Using URIs

Category: Auto-fill
On this page:

    Any Login item in your Vault can be created with or edited to include one or more URI (Uniform Resource Identifier). A URI can be a website address (i.e. a URL), a Server IP Address, a Mobile App Package ID, and more.

    Login item URI fields in the Web Vault
    Login item URI fields in the Web Vault
    Tip

    Assigning URIs to Login items is required if you want to use auto-fill functionality in the various Bitwarden client applications.

    URI Schemes

    Well-formed URIs should include a scheme at the beginning, for example the https:// scheme to securely reference a website address. If no scheme is specified, http:// is assumed.

    Tip

    Most Bitwarden client applications allow you to Launch an website or app directly from your Vault. Without a scheme, Launch won’t work properly.

    Schemes include:

    • http:// or https:// reference website addresses (e.g. https://github.com)
    • androidapp:// references an Android Application Package ID or Name (e.g. androidapp://com.twitter.android)
    Tip

    An easy way to obtain the proper URI for an Android app is to use a web browser to visit the App’s page in the Google Play store. The URI for the app will appear in the URL as an ?id= query parameter (e.g. https://play.google.com/store/apps/details?id=com.twitter.android). Learn more.

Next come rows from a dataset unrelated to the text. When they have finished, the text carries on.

PR #383, opened 2016-06-03
init. simple camel case parser.

a-little-srdjan:
The code is geared towards readability (a simple push-down automata), and making it easy to change the token classes. People often have strong, differing, opinions on exactly how to slice a string :)

### DIFF
--- a/analysis/token_filters/camelcase_filter/parser.go
+++ b/analysis/token_filters/camelcase_filter/parser.go
@@ -1,0 +1,93 @@
+package camelcase_filter
+
+import (
+	"unicode/utf8"
+
+	"github.com/blevesearch/bleve/analysis"
+)
+
+func buildTokenFromTerm(buffer []rune) *analysis.Token {
+	return &analysis.Token{
+		Term: buildTermFromRunes(buffer),
+	}
+}
+
+// TODO: Lifted from ngram_filter. Expose as public and re-use?
+func buildTermFromRunes(runes []rune) []byte {
+	rv := make([]byte, 0, len(runes)*4)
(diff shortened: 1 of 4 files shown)


analysis/token_filters/camelcase_filter/parser.go
```diff
@@ -0,0 +1,93 @@
...
+	"github.com/blevesearch/bleve/analysis"
+)
+
+func buildTokenFromTerm(buffer []rune) *analysis.Token {
+	return &analysis.Token{
+		Term: buildTermFromRunes(buffer),
+	}
+}
+
+// TODO: Lifted from ngram_filter. Expose as public and re-use?
```
mschoch: This has been made public here:

https://github.com/blevesearch/bleve/blob/master/analysis/util.go#L37

mschoch:
Just had that one comment, will merge now anyway, we can clean that up later.

a-little-srdjan:
Bugger, always look at util :) I will make another pull request to clean it up. Thanks for the pointer

mschoch:
Well, since you copied from ngram_filter, it sounds like we're not even using it throughout the codebase.  We should probably grep through and find similar cases.

a-little-srdjan:
I've gone through the token filters. I found that the following filters can be refactored:
EdgeNgram
Ngram
CamelCase :)
Truncate (this one can benefit directly from util.TruncateRunes)

I can go ahead and start refactoring these filters?

mschoch:
Yep, that would be awesome.

a-little-srdjan:
Submitted as the pull request #386

PR #388, opened 2016-06-14
Add bucket fillPercent option for boltdb

mmindenhall:
Hi again,

I couldn't resist experimenting with this setting when I saw it in the boltdb `Bucket` documentation:

```go
    // Sets the threshold for filling nodes when they split. By default,
    // the bucket will fill to 50% but it can be useful to increase this
    // amount if you know that your write workloads are mostly append-only.
    //
    // This is non-persisted across transactions so it must be set in every Tx.
    FillPercent float64
```

Documents in our IoT "device reports" index are immutable for as long as they're retained.  I found that page utilization on this index is very much improved with higher `FillPercent` values.  For example, using a value of `0.8` (instead of the default `0.5`), we're able to index 20-25% more reports within a given index file size.

This PR adds `fillPercent` as an option when using the boltdb store.

### DIFF
--- a/index/store/boltdb/store.go
+++ b/index/store/boltdb/store.go
@@ -33,11 +33,12 @@ const (
 )
 
 type Store struct {
-	path   string
-	bucket string
-	db     *bolt.DB
-	noSync bool
-	mo     store.MergeOperator
+	path        string
+	bucket      string
+	db          *bolt.DB
+	noSync      bool
+	fillPercent float64
+	mo          store.MergeOperator
 }
 
 func New(mo store.MergeOperator, config map[string]interface{}) (store.KVStore, error) {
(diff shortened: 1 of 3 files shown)


benbjohnson:
Heads up that `bolt.Bucket.FillPercent` can cause a headache if you are not doing append-only writes into the bucket. If you're randomly inserting data then you can end up with lots of mostly empty pages.

mschoch:
Thanks, yes I am aware of this setting, and have been using it successfully on an experimental project which builds an LSM on top of bolt – https://github.com/couchbaselabs/cellar

I think it does make sense to expose it as an option, but as @benbjohnson  notes, it should only be used by people that know what they're doing.

@mmindenhall I just took a quick look, the one concern I have is the behavior when the option isn't set.  It looks like it would use the zero value, which would not only be a bad default, I don't think its valid.  We should be sure that if the config option is not specified, bolt continues to use it's own default value.

mmindenhall:
@benbjohnson, thanks for the heads up!  I did test with different values ranging from 0.3 up to 1.0.  I chose 0.8 just to leave a bit of extra room for the random inserts.

@mschoch, within New (store.go:59), I'm setting the value to the bolt default (currently 0.5) if the option is not set.  If someone were to create Store directly instead of via New, that could be a problem, but in that case I don't think _anything_ would work since none of the fields are exposed.

mschoch:
@mmindenhall cool, yeah I missed that.  Adding the test is nice too.  Thanks.

PR #394, opened 2016-07-06
Added match query operator

jakubkulhan:
Match query operator, either `or` (default), or `and` controls whether analyzed terms construct disjunction, or conjunction query.


mschoch:
This looks great, thanks for the contribution, and thanks for signing the CLA.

    Match Detection Options

    Each URI assigned to a Login item has an associated Match Detection option. This option determines when and whether Bitwarden will offer the Login as an available option for auto-fill, typically determined by matching against specific component pieces. The following graphic breaks down component pieces of a URI:

    Default match detection

    Bitwarden Browser Extensions and Mobile Apps can select a Default match detection behavior from the options listed below by navigating to SettingsOptionsDefault URI Match Detection. You can also set match detection behavior on an item-by-item basis, which will override the global default.

    By default, Bitwarden will use Base domain matching as the default option.

    Base domain

    Selecting Base domain will prompt Bitwarden to offer auto-fill when the top-level domain and second-level domain of a Login’s URI value match the detected resource.

    For example, if the URI value https://google.com uses base domain match detection:

    URL Auto-fill?
    http://google.com
    https://accounts.google.com
    https://google.net
    http://yahoo.com

    Host

    Selecting Host will prompt Bitwarden to offer auto-fill when the hostname and (if specified) port of the Login’s URI value matches the detected resource.

    For example, if the URI value https://sub.domain.com:4000 uses host match detection:

    URL Auto-fill?
    http://sub.domain.com:4000
    https://sub.domain.com:4000/page.html
    https://domain.com
    https://sub.domain.com
    https://sub2.sub.domain.com:4000
    https://sub.domain.com:5000

    Starts with

    Selecting Starts with will prompt Bitwarden to offer auto-fill when the detected resource starts with the Login URI value, regardless of what follows it.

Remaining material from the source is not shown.